Arles (Bouches -du- Rhône)

  Le blason actuel d’Arles se base sur l'interprétation de plusieurs références historiques, avec une figure principale initiale: le lion, telle que nous la voyons, seule, sur nos manuscrits, à laquelle s'est greffée bien plus tard, d'autres accessoires complémentaires évocateurs.
  Arles tire son nom et son origine de l'époque antique (Colonia Iulia Paterna Arelate Sextanorum). La ville connut une grande prospérité durant l'époque des Romains. César y implanta en 46 après JC les vétérans de ses légions : d'où l'évocation par l'étendard romain tenu par le lion. L'empereur Constantin fit d'Arles une des capitales de l'Empire romain (mention latine : CIVitas ARELatensis). C’est le premier âge d’or de la "petite Rome des Gaules" qui sera un grand centre religieux des premiers temps de la Chrétienté. De cette période, le blason de la ville a gardé le monogramme du Christ (PX) au sommet de la bannière (plus exactement nommée labarum) portée par le lion. Enfin, le lion d'Arles serait pour certains auteurs, une référence au lion de Saint Marc, emblème de la République de Venise avec laquelle la cité-état des XIIe/XIIIe siècles aurait été liée par un traité d'alliance. Mais cette hypothèse est invérifiable, faute de preuves documentaires tangibles.
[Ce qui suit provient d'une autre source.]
PR #82, opened 2019-01-23
Use filter metadata.

notbdu:
Leverage filter metadata in queries.


values/decoding/fs_bool_values.go
```diff
@@ -38,13 +39,30 @@ func (v *fsBasedBoolValues) Iter() (iterator.ForwardBoolIterator, error) {
...
 
-// TODO(xichen): Filter implementation should take advantage of the metadata
-// to do more intelligent filtering, e.g., checking if the value is within the
-// value range.
 func (v *fsBasedBoolValues) Filter(
 	op filter.Op,
 	filterValue *field.ValueUnion,
 ) (iterator.PositionIterator, error) {
+	var (
+		numTrue  = v.Metadata().NumTrues
```
xichen2020: `numTrues`, also you can just use `v.metaProto.NumTrues` to save the cost of a function call.

values/decoding/fs_bool_values.go
```diff
@@ -38,13 +39,30 @@ func (v *fsBasedBoolValues) Iter() (iterator.ForwardBoolIterator, error) {
...
+		numFalse = v.Metadata().NumFalses
```
xichen2020: `numFalses`, and same comment as above.

values/decoding/fs_bool_values.go
```diff
@@ -38,13 +39,30 @@ func (v *fsBasedBoolValues) Iter() (iterator.ForwardBoolIterator, error) {
...
+	)
+	switch op {
```
xichen2020: Probably safer to do a nil check `filterValue` as well as checking `filterValue.Type == field.BoolType` first before the `switch`, and return an error early otherwise.

values/decoding/fs_string_values.go
```diff
@@ -60,14 +61,38 @@ func (v *fsBasedStringValues) Iter() (iterator.ForwardStringIterator, error) {
 	return newStringIteratorFromMeta(v.metaProto, v.encodedValues, v.dictArr, v.encodedDictBytes)
 }
 
-// TODO(xichen): Filter implementation should take advantage of the metadata
-// to do more intelligent filtering, e.g., checking if the value is within the
-// value range, intelligently look up filter values and bail early if not found,
-// perform filtering directly against the index to avoid string comparisons.
+// TODO(xichen): Filter implementation should intelligently look up filter values and bail early if not found
```
xichen2020: Perhaps handle the rest of the TODOs as well?

notbdu: The rest of the TODOs are more involved. Let's save them for a future PR and get these more minor changes in now.

black-adder:
@xichen2020 updated PR; that's an impressive decrease in coverage... I'll add some tests

values/decoding/fs_string_values.go
```diff
@@ -60,14 +61,35 @@ func (v *fsBasedStringValues) Iter() (iterator.ForwardStringIterator, error) {
...
+	}
+	if !op.StringIsInRange(v.metaProto, filterValue.StringVal) {
+		return impl.NewEmptyPositionIterator(), nil
+	}
+	if v.metaProto.Encoding == encodingpb.EncodingType_DICTIONARY {
+		idx, ok := v.dictMap[filterValue.StringVal]
+		if !ok {
+			return impl.NewEmptyPositionIterator(), nil
+		}
+		idxIterator, err := newIndexIteratorFromMeta(v.metaProto, v.encodedValues, v.encodedDictBytes)
```
xichen2020: Noice

values/decoding/fs_time_values.go
```diff
@@ -36,19 +38,41 @@ func (v *fsBasedTimeValues) Metadata() values.TimeValuesMetadata {
...
+	if filterValue == nil {
+		return nil, errNilFilterValue
+	}
+	if filterValue.Type != field.TimeType {
+		return nil, errUnexpectedFilterValueType
+	}
+	if !op.TimeIsInRange(v.metaProto, filterValue.TimeNanosVal) {
+		return impl.NewEmptyPositionIterator(), nil
+	}
+	// TODO(wjang): newTimeIteratorFromMeta below also calls protoResolutionToDuration. The overhead shouldn't
```
xichen2020: `TODO:(wjang)` -> `NB(wjang)` unless you plan to fix this later.

Alternatively you can have a `newTimeIteratorWithResolution` that takes in a resolution and a meta.

values/decoding/time_decode.go
```diff
@@ -45,6 +45,7 @@ func (dec *timeDecoder) DecodeRaw(data []byte) (values.CloseableTimeValues, erro
 func newTimeIteratorFromMeta(
 	metaProto encodingpb.TimeMeta,
 	encodedBytes []byte,
+	scaleUp bool,
```
xichen2020: Make this an enum perhaps? I'm a fan of more explicit parameters, e.g.,
```
type scaleMode int

const (
  noScale scaleMode = iota
  withScale
)
```
Then you can call this with `newTimeIterator(..., noScale)` which is more clear than `true` or `false`.

values/decoding/fs_time_values.go
```diff
@@ -36,19 +38,41 @@ func (v *fsBasedTimeValues) Metadata() values.TimeValuesMetadata {
...
+	// be too bad compared to the time spent iterating.
+	resolution, err := protoResolutionToDuration(v.metaProto.Resolution)
+	if err != nil {
+		return nil, err
+	}
+	timeIterator, err := newTimeIteratorFromMeta(v.metaProto, v.encodedValues, false)
+	if err != nil {
+		return nil, err
+	}
+	scaledDownFilterValue := field.NewTimeUnion(convert.ScaleDownTimeFn(filterValue.TimeNanosVal, resolution))
```
xichen2020: Add some comments here perhaps?

values/encoding/int_encode.go
```diff
@@ -96,7 +96,7 @@ func (enc *intEncoder) Encode(
 	}
 
 	if len(dictionary) <= maxCardinalityAllowed {
-		bytesPerDictionaryValue := int64(math.Ceil(float64(bits.Len(uint(valueMeta.Max-valueMeta.Min))) / 8.0))
+		bytesPerDictionaryValue := int64(math.Max(math.Ceil(float64(bits.Len(uint(valueMeta.Max-valueMeta.Min)))/8.0), 1.0))
```
black-adder: without this, if the range is 0, `bytesPerDictValue` is 0 and dictionary decoding will fail. Somehow all the dictionary encoding tests passed due to some miracle.

Also, could we encode this with bits instead of bytes?

values/decoding/int_decode.go
```diff
@@ -43,8 +44,20 @@ func (dec *intDecoder) DecodeRaw(data []byte) (values.CloseableIntValues, error)
 	if err != nil {
 		return nil, err
 	}
-
-	return newFsBasedIntValues(metaProto, data[bytesRead:], dec.dictionaryProto.Data, nRead), nil
+	var dict []int
+	if nRead > 0 {
```
xichen2020: Move this logic to `tryDecodeIntDictionary` and return `[]int` from there?

values/encoding/int_encode.go
xichen2020: Would you mind adding a few tests to make sure encoding/decoding/roundtrip an empty int/string value set works as expected? Thanks!

values/decoding/int_decode.go
```diff
@@ -65,21 +52,34 @@ func tryDecodeIntDictionary(
...
+		return 0, nil, nil
 	case encodingpb.EncodingType_DICTIONARY:
 		reader := bytes.NewReader(data)
 		bytesRead, err := xproto.DecodeIntDictionary(reader, dictionaryProto, decodeBuf)
 		if err != nil {
-			return 0, err
+			return 0, nil, err
+		}
+		var dict []int
+		if bytesRead > 0 {
```
xichen2020: nit: reduce nesting w/
```
if bytesRead == 0 {
  return 0, nil, nil
}
...
```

   En vérité, la ville d'Arles, se dote d'armoiries vers les années 1180. Elles apparaissent sur les sceaux des Consuls du Vieux Bourg durant la période de la République d'Arles. Ces sceaux de plomb portaient d'un côté: la figure d'un lion passant contourné, queue passée entre les membres postérieurs et relevée, patte avant gauche relevée, et sur l'autre face : une muraille maçonnée et crénelée à trois tours, celle du milieu plus élevée, avec deux devises en latin inscrites en cercle.
  Par la suite, après le rattachement de la ville au Comté de Provence, en 1252, le lion arlésien a une représentation particulière: l'animal est assis avec la patte dextre (droite) levée et sa tête est vue de face. Il est souvent figuré d'or sur un écu d'argent (blanc), jusqu'au XVIIe siècle, ce qui est incorrect et rare selon l'usage héraldique, prohibant l'usage du "métal sur métal" ou de la "couleur sur couleur".  Nos deux manuscrits de la fin du XVIIe siècle montrent la correction faite, avec un lion d'or sur champ d'azur.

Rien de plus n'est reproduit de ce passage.